It may not be a stretch to say that the study of reaction kinetics has claimed more hours of chemistry graduate student labor than any other enterprise. Waiting for a reaction to go to “completion” could require hours or even days, and one must keep a watchful eye on the data collection apparatus to avoid wasted runs. There’s a good chance that guy who’s reserved the NMR all night long is battening down for a kinetics run.
All of that effort, of course, leads to supposedly valuable data. The party line in introductory chemistry courses is that under pseudo-first order conditions, one can determine the order of a reactant in the rate law just by watching its concentration over time. We merely need to fit the data to each kinetic “scheme” (zero-, first-, and second-order kinetics) and see which fit looks best to ascertain the order. What could be simpler? The typical method—carried out by thousands (dare I say millions?) of chemistry students over the years—involves attempting to linearize the data by plotting [A] versus t, ln [A] versus t, and 1/[A] versus t. The transformation that leads to the largest R2 value is declared the winner, and the rate constant and order of A are pulled directly from the “winning” equation.
Would you believe that this linearization approach is painfully wrong? Zielinski and Allendoerfer, McNaught, and others have discussed the problems with linearization at length in flowery technical prose. Try the method yourself, and I think you’ll see the problems intuitively: correlation coefficients for linearized data tend to be very large no matter what linearization scheme we choose to use. Even when we know a kinetic order through other means (say, kinetic isotope effects), kinetic schemes known to be incorrect come out looking relatively nice after linearization. I came up against the issue recently while investigating the kinetics of the addition of hydroxide to crystal violet. Linearization using first-order (ln [A] vs. t) and second-order (1/[A] vs. t) schemes gave R2 values of 0.9996 and 0.9902, respectively. If you’re willing to place your bets on an “advantage” (we’ll see in a bit why it really isn’t an advantage) of less than 1%, I have a bridge to sell you…
The problem with linearization is not its effect on the data itself, but how it influences the variations in the data. A kinetics run is a single data set, each point of which has an identical standard deviation that depends only on the quirks of the experimental setup. We must assume the standard deviation is the same throughout the experiment, but even if it isn’t, that doesn’t affect how linearization creates problems. The point is that standard deviation is a function of the experimental setup, not the shape of the data. Mathematically, standard deviation is proportional to d[A] = c, a constant.

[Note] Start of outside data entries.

PR #816, opened 2025-02-18
feat(torture): if agent hangs print its bt

pepyakin:
To aid debugging cases where the agent got deadlocked (or just timed
out), print the backtrace of every thread of the agent process.

This PR removes dumpable(false) so the caveat might apply. We need the agent process to be dumpable because otherwise we cannot trace it and no debugger can be attached.

### DIFF
--- a/torture/src/supervisor/pbt.rs
+++ b/torture/src/supervisor/pbt.rs
@@ -1,0 +1,53 @@
+//! Collection of process backtraces.
+//!
+//! This uses the grug-brain developer approach: just invoke the LLDB or GDB to get the backtrace.
+
+use std::path::Path;
+use tokio::{fs, process::Command};
+use which::which;
+
+pub async fn collect_process_backtrace(filename: &Path, pid: u32) -> anyhow::Result<()> {
+    // Determine which debugger tool to use.
+    let command_str = if which("lldb").is_ok() {
+        lldb(pid)
+    } else if which("gdb").is_ok() {
+        gdb(pid)
+    } else {
+        anyhow::bail!("no lldb or gdb in PATH")
+    };
+
+    // Run the command using a shell
+    let output = Command::new("sh")
+        .arg("-c")
+        .arg(&command_str)
+        .output()
+        .await?;
+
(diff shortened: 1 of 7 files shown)


pepyakin:
* **#816** <a href="https://app.graphite.dev/github/pr/thrumdev/nomt/816?utm_source=stack-comment-icon" target="_blank">Graphite</a> 👈 <a href="https://app.graphite.dev/github/pr/thrumdev/nomt/816?utm_source=stack-comment-view-in-graphite" target="_blank">(View in Graphite)</a>
* `master`


<h2></h2>

torture/src/supervisor/pbt.rs
```diff
@@ -0,0 +1,48 @@
+//! Collection of process backtraces.
+//!
+//! This uses the grug-brain developer approach: just invoke the LLDB or GDB to get the backtrace.
```
rphmeier, line 3: simple but effective :)

torture/src/supervisor/pbt.rs
```diff
@@ -0,0 +1,48 @@
...
+use which::which;
+
+pub async fn collect_process_backtrace(pid: u32) -> anyhow::Result<String> {
+    // Determine which debugger tool to use.
+    let command_str = if which("lldb").is_ok() {
+        lldb(pid)
+    } else if which("gdb").is_ok() {
+        gdb(pid)
+    } else {
+        anyhow::bail!("Neither lldb nor gdb are available in PATH.")
```
rphmeier, line 15: Maybe would be helpful to say _why_ torture is looking for those tools. For example, "attempted to print backtrace of stalled process. ensure lldb or gdb are in PATH"

rphmeier (approved):

torture/src/supervisor/pbt.rs
pepyakin: Actually, we print that up the stack!

pepyakin:
I ran this thing overnight and got a hang. It got printed in the console but it did not fit into the buffer! Changed it to print into a file.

Applying two different transformations to the single data set all of a sudden creates two transformed data sets with different standard deviations, both of which depend on [A]. y1 = ln [A] has a standard deviation profile of dy1 = d(ln [A]) = d[A]/[A] = c/[A]. y2 = 1/[A] has a standard deviation profile of dy2 = d(1/[A]) = –d[A]/[A]2 = –c/[A]2. At small [A]’s, linearization has introduced greater variation in the second-order model than it did in the first-order model…and all we did was transform the data! Ack! This effect of linearization will cause us to reject linearized second-order models too often, even when non-linear regression would’ve suggested that the second-order model was superior. Ouch.
Non-linear regression is a thing, of course, and we can use it to fit the raw data without the problems associated with linearization. Excel uses non-linear regression, for example, for all of its non-linear trendlines (shouldn’t they be called “trendcurves”?). Even this doesn’t solve our problem, however—yes, we’ve eliminated the “multiplying variances” issue, but comparing R2 values is still the wrong approach. The Wikipedia articles on regression model validation and Anscombe’s quartet do a nice job of explaining why. R2 is not a sufficient statistic for assessing the relative fit of two statistical models.
The way to go is to use the F-test, which can be used to assess the relative fit of two models to a set of data. The F statistic is a ratio of reduced χ2 statistics for the two models, each of which captures (essentially) how much the data differs from the model. An F statistic larger than a critical value indicates that one model is significantly better than the other. Packed into the F and reduced χ2 values are all kinds of checks (missing from R2) to ensure that the χ2 values are directly comparable and thus that the F statistic has meaning.
This linearization issue is the kind of thing that the typical chemistry student doesn’t hear about until his/her third or fourth year of college—a classic example of “we know this isn’t quite right, but it’ll get you by in general chemistry.” It brings up the broader issue of the role of statistics in the chemistry curriculum, and the fact that there probably isn’t enough of it around in the early stages. In my view, statistics ought to be a mindset promoted by chemistry teachers rather than something that necessarily receives dedicated class time. The student needs to know when to question her results and subject them to statistical scrutiny, but the details of the exact statistical tests to use are not so important.